++++ PROVIDED RECORDS

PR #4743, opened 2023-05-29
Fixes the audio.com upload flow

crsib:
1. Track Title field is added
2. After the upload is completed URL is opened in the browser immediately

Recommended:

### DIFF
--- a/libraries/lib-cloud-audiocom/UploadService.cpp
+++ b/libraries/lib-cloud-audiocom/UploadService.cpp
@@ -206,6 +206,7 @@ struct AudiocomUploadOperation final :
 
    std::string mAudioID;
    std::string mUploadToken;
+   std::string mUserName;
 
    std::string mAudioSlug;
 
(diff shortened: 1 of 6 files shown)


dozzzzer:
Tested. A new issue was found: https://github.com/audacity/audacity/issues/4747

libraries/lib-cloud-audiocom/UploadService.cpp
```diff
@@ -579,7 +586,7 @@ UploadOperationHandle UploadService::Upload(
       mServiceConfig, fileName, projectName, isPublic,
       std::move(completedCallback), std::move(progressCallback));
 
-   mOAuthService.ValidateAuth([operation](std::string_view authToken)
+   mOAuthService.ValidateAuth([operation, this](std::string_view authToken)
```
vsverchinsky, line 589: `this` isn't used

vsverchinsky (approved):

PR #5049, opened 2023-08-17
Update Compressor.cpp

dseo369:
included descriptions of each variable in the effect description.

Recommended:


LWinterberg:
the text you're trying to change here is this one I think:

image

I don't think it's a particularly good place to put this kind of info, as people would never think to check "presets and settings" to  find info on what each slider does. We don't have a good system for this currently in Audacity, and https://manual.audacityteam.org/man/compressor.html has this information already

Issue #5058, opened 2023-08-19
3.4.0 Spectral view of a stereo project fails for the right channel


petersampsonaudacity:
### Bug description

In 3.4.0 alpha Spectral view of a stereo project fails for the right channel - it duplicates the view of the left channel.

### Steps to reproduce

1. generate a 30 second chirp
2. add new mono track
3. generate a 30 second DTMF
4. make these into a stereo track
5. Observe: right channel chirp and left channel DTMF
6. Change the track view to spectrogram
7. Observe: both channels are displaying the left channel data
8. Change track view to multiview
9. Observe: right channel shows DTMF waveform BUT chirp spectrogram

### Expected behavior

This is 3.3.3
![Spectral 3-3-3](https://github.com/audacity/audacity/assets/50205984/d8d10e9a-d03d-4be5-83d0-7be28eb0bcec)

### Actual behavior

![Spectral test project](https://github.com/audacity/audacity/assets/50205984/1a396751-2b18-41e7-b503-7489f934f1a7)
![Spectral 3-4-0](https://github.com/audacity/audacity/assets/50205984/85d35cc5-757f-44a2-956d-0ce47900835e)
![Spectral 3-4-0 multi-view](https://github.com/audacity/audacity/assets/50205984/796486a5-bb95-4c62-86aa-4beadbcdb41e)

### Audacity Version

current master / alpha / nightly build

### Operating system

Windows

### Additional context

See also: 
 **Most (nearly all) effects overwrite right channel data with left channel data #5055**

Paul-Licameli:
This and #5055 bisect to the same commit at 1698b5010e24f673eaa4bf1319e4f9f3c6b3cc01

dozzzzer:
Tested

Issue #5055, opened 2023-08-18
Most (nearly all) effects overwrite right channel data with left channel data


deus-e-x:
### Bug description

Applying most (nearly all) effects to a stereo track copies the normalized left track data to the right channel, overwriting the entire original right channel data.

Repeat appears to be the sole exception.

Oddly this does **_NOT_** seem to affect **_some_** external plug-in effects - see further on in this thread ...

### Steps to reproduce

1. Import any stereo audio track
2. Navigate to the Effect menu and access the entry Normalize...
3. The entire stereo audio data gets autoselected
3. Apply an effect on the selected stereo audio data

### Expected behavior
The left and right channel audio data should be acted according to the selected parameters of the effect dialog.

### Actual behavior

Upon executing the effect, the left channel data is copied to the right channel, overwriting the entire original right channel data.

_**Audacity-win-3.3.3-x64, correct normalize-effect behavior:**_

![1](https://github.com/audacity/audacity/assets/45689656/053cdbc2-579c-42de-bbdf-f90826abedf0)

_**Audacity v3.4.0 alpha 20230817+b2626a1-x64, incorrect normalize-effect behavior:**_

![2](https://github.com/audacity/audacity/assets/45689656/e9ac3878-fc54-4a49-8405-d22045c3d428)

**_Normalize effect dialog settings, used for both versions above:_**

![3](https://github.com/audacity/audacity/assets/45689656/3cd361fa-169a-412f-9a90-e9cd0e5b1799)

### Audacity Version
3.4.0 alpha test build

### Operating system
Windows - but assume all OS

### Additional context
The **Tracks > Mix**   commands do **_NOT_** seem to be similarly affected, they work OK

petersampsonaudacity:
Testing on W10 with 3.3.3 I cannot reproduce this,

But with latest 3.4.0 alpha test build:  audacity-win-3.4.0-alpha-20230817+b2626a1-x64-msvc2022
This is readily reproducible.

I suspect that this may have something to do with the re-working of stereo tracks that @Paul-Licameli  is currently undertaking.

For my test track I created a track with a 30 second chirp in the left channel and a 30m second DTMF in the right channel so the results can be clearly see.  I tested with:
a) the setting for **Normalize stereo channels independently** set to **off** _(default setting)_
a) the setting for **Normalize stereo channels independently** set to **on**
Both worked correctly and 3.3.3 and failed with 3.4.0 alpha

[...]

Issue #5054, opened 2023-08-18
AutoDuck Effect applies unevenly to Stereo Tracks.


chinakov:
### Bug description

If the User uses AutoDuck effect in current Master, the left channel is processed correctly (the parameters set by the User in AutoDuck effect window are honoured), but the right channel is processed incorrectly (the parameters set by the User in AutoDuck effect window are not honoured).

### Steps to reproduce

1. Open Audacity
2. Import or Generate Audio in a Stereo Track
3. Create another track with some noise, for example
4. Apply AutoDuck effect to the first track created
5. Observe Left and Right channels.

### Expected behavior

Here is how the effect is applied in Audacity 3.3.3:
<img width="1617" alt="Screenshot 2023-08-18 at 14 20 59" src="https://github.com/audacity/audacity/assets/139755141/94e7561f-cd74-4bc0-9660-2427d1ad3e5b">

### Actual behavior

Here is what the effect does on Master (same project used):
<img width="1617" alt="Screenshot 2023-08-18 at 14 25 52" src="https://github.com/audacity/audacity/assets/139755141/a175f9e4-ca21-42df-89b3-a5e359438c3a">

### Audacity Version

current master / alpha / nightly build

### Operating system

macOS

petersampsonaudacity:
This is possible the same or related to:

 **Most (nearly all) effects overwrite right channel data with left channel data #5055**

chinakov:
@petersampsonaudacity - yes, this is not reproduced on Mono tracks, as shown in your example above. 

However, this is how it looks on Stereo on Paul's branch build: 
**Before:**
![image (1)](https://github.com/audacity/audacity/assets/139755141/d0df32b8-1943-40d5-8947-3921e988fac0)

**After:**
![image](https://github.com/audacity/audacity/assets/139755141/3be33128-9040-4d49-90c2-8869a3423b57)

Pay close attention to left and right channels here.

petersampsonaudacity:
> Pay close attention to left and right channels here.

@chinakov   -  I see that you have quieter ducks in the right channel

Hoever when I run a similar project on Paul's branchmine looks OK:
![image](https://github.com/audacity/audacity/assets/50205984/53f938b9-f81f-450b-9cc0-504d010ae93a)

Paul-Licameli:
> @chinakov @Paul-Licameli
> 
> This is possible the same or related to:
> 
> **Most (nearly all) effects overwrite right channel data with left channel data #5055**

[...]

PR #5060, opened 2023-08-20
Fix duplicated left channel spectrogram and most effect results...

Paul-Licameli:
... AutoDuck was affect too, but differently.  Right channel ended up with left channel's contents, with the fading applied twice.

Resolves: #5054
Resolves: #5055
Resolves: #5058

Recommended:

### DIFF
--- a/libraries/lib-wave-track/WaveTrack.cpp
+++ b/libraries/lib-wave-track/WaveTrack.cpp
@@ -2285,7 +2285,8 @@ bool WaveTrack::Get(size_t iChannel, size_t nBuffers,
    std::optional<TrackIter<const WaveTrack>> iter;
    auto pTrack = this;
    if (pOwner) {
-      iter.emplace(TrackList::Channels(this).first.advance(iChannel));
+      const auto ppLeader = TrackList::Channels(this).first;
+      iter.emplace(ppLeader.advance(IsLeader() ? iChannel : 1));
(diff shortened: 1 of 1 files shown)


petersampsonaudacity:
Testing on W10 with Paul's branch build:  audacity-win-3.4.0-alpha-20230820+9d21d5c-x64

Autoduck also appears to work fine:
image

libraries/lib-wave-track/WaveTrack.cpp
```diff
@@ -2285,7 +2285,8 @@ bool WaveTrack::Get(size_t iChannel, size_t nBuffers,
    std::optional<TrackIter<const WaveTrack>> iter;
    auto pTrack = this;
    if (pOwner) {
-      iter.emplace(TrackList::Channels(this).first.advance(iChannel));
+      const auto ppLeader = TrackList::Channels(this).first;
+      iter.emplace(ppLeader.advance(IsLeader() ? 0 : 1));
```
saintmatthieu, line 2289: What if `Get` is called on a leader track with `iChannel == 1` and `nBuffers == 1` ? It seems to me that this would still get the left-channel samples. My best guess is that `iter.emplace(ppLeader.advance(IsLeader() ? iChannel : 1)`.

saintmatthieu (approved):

++++++++
++++ PROVIDED RECORDS

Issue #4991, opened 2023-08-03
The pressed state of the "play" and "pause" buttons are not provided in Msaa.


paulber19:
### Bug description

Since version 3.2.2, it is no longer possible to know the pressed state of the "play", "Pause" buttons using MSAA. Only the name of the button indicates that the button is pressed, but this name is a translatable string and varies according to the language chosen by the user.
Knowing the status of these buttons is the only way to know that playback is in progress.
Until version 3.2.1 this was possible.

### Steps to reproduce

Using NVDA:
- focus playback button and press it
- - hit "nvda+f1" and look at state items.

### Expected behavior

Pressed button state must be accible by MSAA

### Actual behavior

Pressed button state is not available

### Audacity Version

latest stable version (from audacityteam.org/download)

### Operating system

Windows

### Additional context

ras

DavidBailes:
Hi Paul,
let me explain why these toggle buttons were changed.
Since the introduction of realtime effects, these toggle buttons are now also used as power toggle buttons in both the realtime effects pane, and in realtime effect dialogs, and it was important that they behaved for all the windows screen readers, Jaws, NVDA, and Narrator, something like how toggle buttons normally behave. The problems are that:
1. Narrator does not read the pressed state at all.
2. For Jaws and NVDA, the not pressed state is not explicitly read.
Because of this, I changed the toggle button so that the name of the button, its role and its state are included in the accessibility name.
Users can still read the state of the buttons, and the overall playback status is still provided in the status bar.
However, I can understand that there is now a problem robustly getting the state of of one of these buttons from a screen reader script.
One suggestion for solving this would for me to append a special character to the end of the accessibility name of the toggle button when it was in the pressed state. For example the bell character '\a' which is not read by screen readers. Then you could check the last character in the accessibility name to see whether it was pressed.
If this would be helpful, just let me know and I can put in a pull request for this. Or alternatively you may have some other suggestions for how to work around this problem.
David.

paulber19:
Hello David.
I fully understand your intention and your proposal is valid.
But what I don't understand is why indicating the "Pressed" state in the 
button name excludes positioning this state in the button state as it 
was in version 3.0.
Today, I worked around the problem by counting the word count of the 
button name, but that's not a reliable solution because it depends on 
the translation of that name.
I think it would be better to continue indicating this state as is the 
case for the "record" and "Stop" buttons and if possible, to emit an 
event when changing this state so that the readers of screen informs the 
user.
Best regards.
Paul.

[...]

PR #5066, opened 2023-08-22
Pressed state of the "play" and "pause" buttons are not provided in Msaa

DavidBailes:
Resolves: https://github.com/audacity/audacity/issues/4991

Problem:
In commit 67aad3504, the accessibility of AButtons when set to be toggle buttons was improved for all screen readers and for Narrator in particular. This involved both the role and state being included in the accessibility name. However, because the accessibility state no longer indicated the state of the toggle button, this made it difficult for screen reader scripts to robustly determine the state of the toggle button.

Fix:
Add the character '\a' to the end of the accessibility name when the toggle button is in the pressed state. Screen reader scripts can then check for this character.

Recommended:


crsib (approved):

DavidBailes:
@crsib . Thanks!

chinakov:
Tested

++++++++

= EXERCISE PROMPT =
Your job is to copy out every line from the records above that has the word "mOAuthService".

= EXERCISE ANSWER =
-   mOAuthService.ValidateAuth([operation](std::string_view authToken)
+   mOAuthService.ValidateAuth([operation, this](std::string_view authToken)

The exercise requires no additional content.